🤖 AI Summary
Existing diffusion models typically employ pointwise reconstruction losses that are insensitive to signal spectra and multiscale structures, often yielding samples with imbalanced frequency content and insufficient structural detail. To address this limitation, this work proposes a lightweight, plug-and-play spectral regularization framework that introduces differentiable Fourier- and wavelet-domain losses as soft inductive biases during standard training. The approach requires no modifications to the diffusion process, model architecture, or sampling procedure, and is compatible with mainstream paradigms such as DDPM, DDIM, and EDM. Evaluated on high-resolution unconditional generation tasks for both images and audio, the method consistently enhances sample quality—particularly in terms of spectral fidelity and multiscale coherence—while incurring negligible computational overhead.
📝 Abstract
Diffusion models are typically trained using pointwise reconstruction objectives that are agnostic to the spectral and multi-scale structure of natural signals.
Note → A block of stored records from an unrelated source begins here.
PR #196, opened 2026-06-22
[codex] Add regression for custom tag caller scope from CFC method

Blute:
## Summary

This draft PR adds a generic Lucee compatibility regression test for custom tag `caller` scope when a body-mode custom tag is invoked from inside a CFC method.

It intentionally contains only tests and does not propose an implementation change.

## Minimal Shape

```cfml
<cfcomponent>
    <cffunction name="render">
        <cfset payload = { label: "method-scope" } />
        <cfmodule template="customtags/cfc_caller_probe.cfm">BODY</cfmodule>
    </cffunction>
</cfcomponent>
```

The custom tag's end phase reads `caller.payload.label` and `thisTag.generatedContent`.

## Expected vs Actual

On Lucee, the custom tag sees the CFC method-scope variable through `caller` and renders:

```text
caller:method-scope|body:BODY
```

On RustCFML v0.266.0 / current `main`, the body content is delivered correctly, but `caller.payload` is missing:

```text
caller:missing|body:BODY
```

## Covered Scenario

- Body-mode `cfmodule` invoked from a CFC method.
- End-phase custom tag code reading a caller-scope variable.
- Body generated content still delivered through `thisTag.generatedContent`.

## Validation

- `cargo build` passed.
- `./target/debug/rustcfml tests/runner.cfm` fails as expected for the new regression:
  - `Tags: custom tag caller scope from CFC methods | 0/1 passed`
  - expected `caller:method-scope|body:BODY`, got `caller:missing|body:BODY`
  - overall `SUMMARY: 4542/4543 passed across 554 suites`
- `/Users/mat/dev/hello/.agents/skills/rustcfml-upstream/scripts/targeted-lucee-test.sh tests/tags/test_custom_tag_caller_cfc_method.cfm` passed:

We propose a loss-level spectral regularization framework that augments standard diffusion training with differentiable Fourier- and wavelet-domain losses, without modifying the diffusion process, model architecture, or sampling procedure. The proposed regularizers act as soft inductive biases that encourage appropriate frequency balance and coherent multi-scale structure in generated samples. Our approach is compatible with DDPM, DDIM, and EDM formulations and introduces negligible computational overhead. Experiments on image and audio generation demonstrate consistent improvements in sample quality, with the largest gains observed on higher-resolution, unconditional datasets where fine-scale structure is most challenging to model.